Over the last one year, the stock has delivered a fabulous return of 43.28%, climbing from ₹164 apiece to its current position of ₹235. At current levels, the stock is trading 4.85% away from its 52-week high of ₹247.
Meanwhile, in mid-October last year, the company announced a strategic partnership with India Post Payments Bank to enhance credit access for a larger customer base.
As a part of this alliance, India Post Payments Bank will provide lead referral services to Mahindra Finance for passenger vehicles, three-wheelers, tractors, and commercial vehicle loan categories and provide cash EMI deposit facility to existing Mahindra Finance customers at post offices.
Mahindra Lifespace is a real estate and infrastructure development company and a wholly owned subsidiary of Mahindra Group. The company, along with its subsidiaries, is engaged in the development of residential projects and large-format developments such as integrated cities and industrial clusters.
After reaching an all-time high of ₹550.8 apiece in September last year, shares of Mahindra Lifespace have witnessed some selling pressure and are down 34.72% to date. However, in the last one year, the stock produced a return of 35.07%.

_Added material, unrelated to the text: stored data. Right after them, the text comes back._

PR #18, opened 2023-01-12
ci: add tests and lint to ci, fix lint errors

tychoish:
can haz CI checks


sharnoff (approved):
marking approved so it's green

On the back of steady progress in project additions over the last two years and timely launches, MLDL achieved the highest-ever pre-sales of ₹10 billion in FY22.
Further, continued traction in maintenance sales and a strong response to recent launches in Bengaluru (Eden, Kanakapura) and Luminare, Gurugram, enabled the company to cross Rs. 10 billion in bookings in 1HFY23, brokerage firm Motilal Oswal said.
The brokerage stated that the company's sales visibility in 2HFY23 will remain strong, as MLDL currently has inventory worth Rs. 12 billion and will launch a 2 million-square-foot project with a value potential of Rs. 13 billion.
Motilal Oswal has reiterated its "buy" rating on the stock with a target price of ₹550 per share.
Mahindra Holidays & Resorts
Mahindra Holidays & Resorts was another big mover among Mahindra group listed companies. Over the last one year, the stock has returned nearly 30.64%, spiking from ₹202 apiece to 263.90.
The stock's 52-week low and high levels were Rs. 195 apiece and Rs. 313.6 apiece, respectively. Taking Friday's closing price of ₹263.90 into account, it has risen 35.33% from its 52-week low.
The solid performance of the stock was attributed to a significant rebound in the Indian hotel business, which has returned to pre-Covid levels as a result of factors such as the resurgence of domestic and international tourism, the restart of international flights, the recovery in business travel, and improving leisure and wedding demand.
Disclaimer: The views and recommendations made above are those of individual analysts or broking companies, and not of MintGenie.